Do changes lie ahead for S-corporations?
Many business analysts have been touting the end of the age of the S-Corporation. They cite the rise in interest in the new Limited Liability Corporation (LLC), which comes as interest in S-Corporation status is declining. Among the major reasons for the ebb of the popularity of the S-Corporation are the restrictions placed on such businesses by current tax laws.
But help appears to be on the way for the beleaguered S-Corporation, in the form of pending legislation that could relieve many of the heavy burdens that have been placed on S-Corporations by confining tax laws.
Imagine your company as an S-Corporation with the following advantages--all part of legislation that has already been filed:
* Up to 50 shareholders, instead of the current limit of 35. In addition, all members of the same family (not just a husband/wife combination) would be treated as a single shareholder.
This would make it easier to reward key employees with stock, possibly even preferred stock.

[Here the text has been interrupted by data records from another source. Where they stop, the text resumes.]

PR #214, opened 2026-07-23
feat: make run synthesis visible in the TUI via a step-ledger row

### LINKED ISSUE #203: Run synthesis is invisible in the TUI — the progress embed reads 5/5 done while `synthesize-findings` runs for 16 minutes

vivere-dally:
## What & why

Closes #203.

Run-level synthesis (`synthesize-findings`) is frequently the longest phase of a run — 16m03s observed against 4–14 min per DAG step in the reported incident — but it had no row in `cortex_step_executions`. Every ledger reader therefore went blind while it worked: the TUI sidebar embed showed `5/5` with every glyph a checkmark, `inflexa run` narrated "5/5 step(s) complete" (with a stale child-step label), and `inspect_run` had no row to report. A user watching any of them concluded the run had finished while the workflow kept going, and a synthesis *failure* flipped a full bar straight to a dead run with no phase named.

This implements #203's recommended **ledger-honest** direction: give synthesis a real step-ledger row. Because the step ledger is the shared source all three surfaces already poll, one harness change lights up all of them with no new transport, read path, or UI code. A small CLI change then makes any long-running step legible.

### Harness — `synthesis-step-ledger-row`

- `executeAnalysis` seeds a reserved `synthesis` row (`agent_id = "run-synthesizer"`, `wave` after every DAG level) alongside the existing DAG seed, gated on `synthesisEnabled`, so `done/total` is honest from the first frame.
- It marks the row `running` before `synthesize-findings` and stamps its terminal status from the classified outcome, strictly **before** the run row's terminal write — so no reader ever sees a terminal run beside a `running` synthesis row.
- Outcome maps onto the existing status vocabulary: `produced → completed`, `skipped_no_summaries → skipped`, `skipped_blocker → blocked` (+ `blocked_reason`), thrown → `failed` (+ `error`). Ledger writes are log-don't-fail; a `DBOSWorkflowCancelledError` re-propagates before classification, so cancellation is never recorded as a synthesis outcome.
- `synthesis` joins the reserved step-id set, so a plan step can never collide with the row's primary key or with `runs/{runId}/synthesis.json`.
- `inspect_run` includes the row but omits a per-step `summaryPath` for it (its product is the run-level `synthesis.json`, already surfaced as `synthesisPath`) — avoiding a path to a file that never exists.
- No schema migration and no new read path: existing consumers pick the row up through `queryStepsByRun` and their existing status mappings. **Run step denominators become N+1 by design** (a 5-step plan reports a 6-row run).

### CLI — `run-step-elapsed-age`

- `RunStepView` carries the running step's `started_at`; `RunBlock` renders a muted `Date.relativeAge` beside running rows so a long step reads as *live*, not wedged — in the sidebar embed, the run-detail dialog, and the design gallery. Zero new reads: `started_at` already rides every ledger row.

### Not in scope

- The unbounded-shutdown wait this run also exhibited is **#204** (separate change; PR #205 already narrates the slow exit).
- Consuming the run-event stream for live activity labels (#203's "full-fidelity" direction) needs the OSS-side stream read helper, tracked separately.

## Type of change

- [x] Bug fix
- [x] New feature / capability (lands as a new harness capability: a reserved run-phase ledger row)
- [ ] Documentation

## Checklist

- [x] Lint, typecheck, and tests pass locally (`bun run lint`, `bun run typecheck`, `bun test`) — harness 1477 pass / 0 fail, cli 1686 pass / 0 fail.
- [x] Documentation updated if user-facing behavior changed (OpenSpec specs synced + archived; harness 62/62, cli 77/77 validate).
- [x] This PR is focused on a single logical change (make synthesis visible — the harness row makes it exist, the CLI age makes it legible).


cli/src/tui/components/run_block.tsx
```diff
@@ -258,10 +264,22 @@ export function RunBlock(props: RunBlockProps) {
...
+                        // in the row→view mapping, so both mapping sites stay dumb projections and every
+                        // rule about WHEN an age shows is in one place: running rows only, and only when
+                        // the timestamp parses. Muted TEXT tier (not the fgSubtle decoration tier) — it is
+                        // information and must clear the 4.5:1 floor. `Date.relativeAge` is the shared
+                        // elapsed-indicator vocabulary (never a hand-rolled formatter — see cli CLAUDE.md).
+                        const age = (): string | null => {
+                            if (step.state !== "running" || !step.startedAt) return null;
+                            const t = Date.parse(step.startedAt);
+                            return Number.isNaN(t) ? null : Date.relativeAge(t);
+                        };
```
vivere-dally: I think this could be an extension method on String.
We have `relativeAge` which I believe is an extension too.

But we should have date string extensions that we can use in contexts where we know that a string is a serialized date

cli/src/tui/layout/design_gallery_fixtures.ts
```diff
@@ -301,7 +303,7 @@ export const mockRun: Run = {
     total: 20,
     steps: [
         { id: "mock-step-12", label: "rank consensus", state: "done" },
-        { id: "mock-step-13", label: "build report", state: "running" },
+        { id: "mock-step-13", label: "build report", state: "running", startedAt: ago(4 * 60_000) },
```
vivere-dally: `ago` should also be an extension method on Date

harness/src/workflows/execute-analysis.ts
```diff
@@ -637,10 +708,40 @@ export async function runExecuteAnalysisBody(input: ExecuteAnalysisInput, deps:
...
             synthesisError = err;
             synthesisOutcome = { status: "failed", reason: err instanceof Error ? err.message : String(err) };
             logger.error("synthesizeFindings failed — failing the run", { runId, ...logger.errorFields(err) });
         }
+        // Terminal stamp for the `synthesis` row — deliberately BEFORE
+        // `collectAndComplete` writes the run row's terminal status, so no reader
+        // can observe a terminal run beside a still-`running` synthesis row.
+        // Log-don't-fail, like the sibling finalisation writes; the null guard is
+        // for the type only (both paths above set an outcome or threw).
+        if (synthesisOutcome !== null) {
```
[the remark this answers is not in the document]
vivere-dally: Removed. Confirmed redundant at the type level too — `tsc` passes without it (TS narrows `synthesisOutcome` to non-null after the try/catch), so the "for the type only" comment was wrong. The `const rowOutcome` capture stays to keep it non-null inside the runStep closure.

cli/src/tui/components/run_block.tsx
vivere-dally: Done — added `String.prototype.relativeAge()` (string counterpart to `Date.relativeAge`). RunBlock and the sidebar `relAge` now share it. Bonus: it lets this `components/` file reuse the logic without importing the hooks-layer `relAge`. Kept glyph-free (returns null; caller owns the em-dash fallback).

cli/src/tui/layout/design_gallery_fixtures.ts
vivere-dally: Done — added `Date.ago(ms)` beside `Date.relativeAge`/`Date.formatDuration`; fixtures use it at all call sites, local helper removed.

radutanasa (approved):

* Tax exempt organizations would be allowed to become S-Corporation shareholders. This includes employee stock option plans (ESOPs). Currently, the prohibition of tax exempt stock ownership is a major obstacle in closely held businesses using ESOPs.
* Authorize the issue of "plain vanilla" preferred stock, which would be allowed to be treated as a debt for tax purposes. This means that certain "preferred stock freezes" could be used by S-Corporations, with the "interest" on the preferred stock/debt being deductible.
* S-Corporations would be allowed to have a subsidiary or to be a subsidiary of other S-Corporations. This would allow S-Corporations to have tiered structures, just like other types of companies.
* The types of trusts which could be S-Corporation shareholders would be significantly expanded. In addition, the period that a testamentary trust could hold shares would be extended.
* Fringe benefit restrictions for shareholders would be removed. S-Corporation shareholders would gain the same treatment as employees of regular corporations. This includes items such as health insurance.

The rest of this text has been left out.